Kholil, Muhammad. Feminisme dan Tinjauan Kritis terhadap Konsep Gender dalam Studi Islam. UIM Pamekasan.
Lisa, Nur. (2017) Kedudukan Perempuan dalam Kumpulan Cerpen SAIA Karya Djenar Maesa Ayu (Feminisme Marxis). Skripsi. Jurusan Bahasa dan Sastra Indonesia, Fakultas Bahasa dan Sastra, Universitas Negeri Makassar.
Mahmada, N.D. (2002), ‘Hijabisasi perempuan dalam ruang publik’ in Wajah Liberal Islam di Indonesia,eds L. Assyaukanie, JIL, Jakarta, pp.

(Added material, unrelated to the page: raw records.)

PR #60, opened 2017-12-04
CLOUD-1332 adds dynamodb items nuking

octopusx:
- DynamoDB Tables are now removed
- DynamoDB Table Items are now removed

@rebuy-de/prp-aws-nuke please review

### DIFF
--- a/resources/dynamodb-items.go
+++ b/resources/dynamodb-items.go
@@ -1,0 +1,80 @@
+package resources
+
+import (
+	"strings"
+
+	"github.com/aws/aws-sdk-go/aws"
+	"github.com/aws/aws-sdk-go/service/dynamodb"
+)
+
+type DynamoDBTableItem struct {
+	svc   *dynamodb.DynamoDB
+	id    map[string]*dynamodb.AttributeValue
+	table Resource
+}
+
+func (n *DynamoDBNuke) ListItems() ([]Resource, error) {
+	tables, tablesErr := n.ListTables()
+	if tablesErr != nil {
+		return nil, tablesErr
+	}
+
+	resources := make([]Resource, 0)
+	for _, dynamoTable := range tables {
+		describeParams := &dynamodb.DescribeTableInput{
+			TableName: aws.String(dynamoTable.String()),
+		}
+
+		descResp, descErr := n.Service.DescribeTable(describeParams)
+		if descErr != nil {
+			return nil, descErr
+		}
+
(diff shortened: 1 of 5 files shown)


resources/dynamodb-items.go
```diff
@@ -0,0 +1,81 @@
...
+	if err != nil {
+		return err
+	}
+
+	return nil
+}
+
+func (i *DynamoDBTableItem) String() string {
+	table := i.table.String()
+	keyField := ""
```
bethge: afaik you could use: `var keyField string`, but it is purely aesthetics.

bethge:
I wonder if we should add some kind of warning that blacklisting a DynamoDB table would still delete all its items. Though maybe the pre-nuke output is enough.

resources/dynamodb-items.go
```diff
@@ -0,0 +1,81 @@
...
+
+	for _, value := range i.id {
+		value := strings.Replace(value.String(), "\n", " ", -1)
```
svenwltr: You could just use `strings.TrimSpace()` here.

resources/dynamodb-items.go
```diff
@@ -0,0 +1,81 @@
...
+		keyFieldChars := []rune(value)
+		keyField = string(keyFieldChars[8:(len(keyFieldChars) - 3)])
```
svenwltr: Slicing around with strings really looks hacky. Also it's hard to understand, since I have no idea how the contents look like.

So why do you need to do that?

Does this help? https://docs.aws.amazon.com/sdk-for-go/api/service/dynamodb/dynamodbattribute/#ConvertFrom

octopusx:
Applied minor updates to address the pull request comments
@rebuy-de/prp-aws-nuke please review

resources/dynamodb-tables.go
```diff
@@ -0,0 +1,46 @@
...
+	"github.com/aws/aws-sdk-go/service/dynamodb"
+)
+
+type DynamoDBTable struct {
+	svc *dynamodb.DynamoDB
+	id  string
+}
+
+func (n *DynamoDBNuke) ListTables() ([]Resource, error) {
+	params := &dynamodb.ListTablesInput{}
```
stephanlindauer: this could be 
```
resp, err := n.Service.ListTables(&dynamodb.ListTablesInput{})
```
because `params` is not used in other places.

PR #61, opened 2017-12-05
Rename rds resouce

bethge:
@rebuy-de/prp-aws-nuke - PTAL

* RDSCluster -> RDSDBCluster


bethge:
It never made it into production, but are right, better be safe than sorry.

Maulana, Abdullah Muslich Rizal. (2013) Feminisme sebagau Diskursus Pandangan Hidup. Jurnal Kalimah, Vol. II, No. 2. Jurusan Ilmu Akidah, Fakultas Ushuluddin, Institut Studi Islam Darussalam.
Nuryati. (2015) Feminisme dalam Kepemimpinan. Jurnal Istinbath, No. 16. UIN Raden Fatah Palembang.
Sofranita, Beauty Dewi & Wahyuningsih, Fahmi. ( 2015) Pemikiran dan Tindakan Tokoh Helen Dalam FEUCHTGEBIETE Karya Charlotte Roche. Jurnal Identitaet, Vol. IV, No. 2. Program Studi Sastra Jerman, Fakultas Bahasa Dan seni, Universitas Negeri Surabaya.
Zulfikri. Menelisik Sejarah Pendekatan Feminisme dalam Islam. STIT Diniyyah Puteri Rahmah El-Yunusiyyah.